# My new Serra



## Honda99_300ex (Apr 18, 2003)

Well, went to the LFS tonight and they had a VERY malnurished Serra, he is really skinny...Well, make a long story short, I BS'ed with the guy for a bit and he gave it to me free, cause I told them I'd do my best to get him up to health....It is about 2" and I am Completely clueless as to what it is, BCollins111900 is the one who told me about it, and he has also seen it, I should have pics of him up tonight

Any Idea's?


----------



## Honda99_300ex (Apr 18, 2003)




----------



## Honda99_300ex (Apr 18, 2003)




----------



## Honda99_300ex (Apr 18, 2003)

And you Can kind of see in this one, he's got a nice set of teeth


----------



## Bcollins111900 (Feb 3, 2003)

yeah he does have nice chompers indeed. I am sure he will be ok. Hows that filter running for ya?


----------



## Bcollins111900 (Feb 3, 2003)

oh yeah and he is not camera shy for sure. Wen i saw him today he was very active and eating plants and bloodworms.


----------



## KRSwop1 (Feb 17, 2003)

he looks kind of like a manny. he's got the eyes and the same back shape as judazz's manny.


----------



## AzNP (May 21, 2003)

WOW thats malnourished
no clue


----------



## RhomZilla (Feb 12, 2003)

Looks like an Elong. Very nice pick up though!!!


----------



## PiranhaMaster (Oct 21, 2003)

IMO it most resembles Hollandi or Gouldingi but is WAY too small to ID right now. Lets get some food in him and see what it looks like then.
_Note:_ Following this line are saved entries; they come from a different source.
PR #302, opened 2019-06-04
ENH last_response attribute for the APIClient

### LINKED ISSUE #153: cache last response
It might be nice to save the last response in the `APIClient` class so that users could retrieve it if they forget to assign it when using the client in a REPL or notebook.

e.g., 

```
> client = civis.APIClient()
> client.scripts.post_containers(...)
> client.last_response
{"id": ..., }
```

This idea came from a comment by @skomanduri.  I can't think of drawbacks to this, but perhaps there are.

stephen-hoover:
As a convenience, keep track of the last response received from the Civis API.

Closes #153 .


keithing:
Since this is touch the root `Endpoint` class, would you mind running `tools/smoke_test.py`?

stephen-hoover:
@keithing , the smoke test completes successfully (and I merged in master and fixed the CHANGELOG conflicts).

PR #304, opened 2019-06-04
ENH dataframe and json to-file conveniences

### LINKED ISSUE #262: Convenience function for persisting dataframe to files endpoint
`civis.io` has a function `file_to_dataframe`, but no function going in the opposite direction. I find myself rewriting this simple function for myself a lot, and I thought it would make a nice little convenience for others. @keithing, would you be interested in including something like this in the `civis.io` function suite (I would make a PR)?

stephen-hoover:
We have functions to download Civis File objects and convert them to a DataFrame or a JSON object. Add functions to go the other way. In particular, users often expect the `dataframe_to_file` function and are surprised that it doesn't exist.

Closes #262 .

### DIFF
--- a/CHANGELOG.md
+++ b/CHANGELOG.md
@@ -4,6 +4,10 @@ This project adheres to [Semantic Versioning](http://semver.org/).
 
 ## Unreleased
 
+### Added
+- `civis.io.dataframe_to_file` and `civis.io.json_to_file` convenience functions.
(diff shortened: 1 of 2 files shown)


keithing:
cc @channiemills

channiemills:
@keithing and I were just talking about the need for this method today. I too was surprised it didn't already exist!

Post updated pics as his size changes.
Unidentified P's are my favorite and you got him 4 free.


----------



## hastatus (Jan 16, 2003)

Computer magic........S. rhombeus


----------



## Honda99_300ex (Apr 18, 2003)

I don't care what he is, He is awesome, and I hope I can heal him up and get him back to health









Thanks for all the reply's...


----------



## sccavee (Feb 11, 2003)

Hope he does well, and good job saving him.


----------



## Honda99_300ex (Apr 18, 2003)

He is now eating Beefheart and Krill


----------



## oburi (Jul 11, 2003)

frank working his photo magic









Oburi


----------



## PiranhaMaster (Oct 21, 2003)

Sorry to hear he died


----------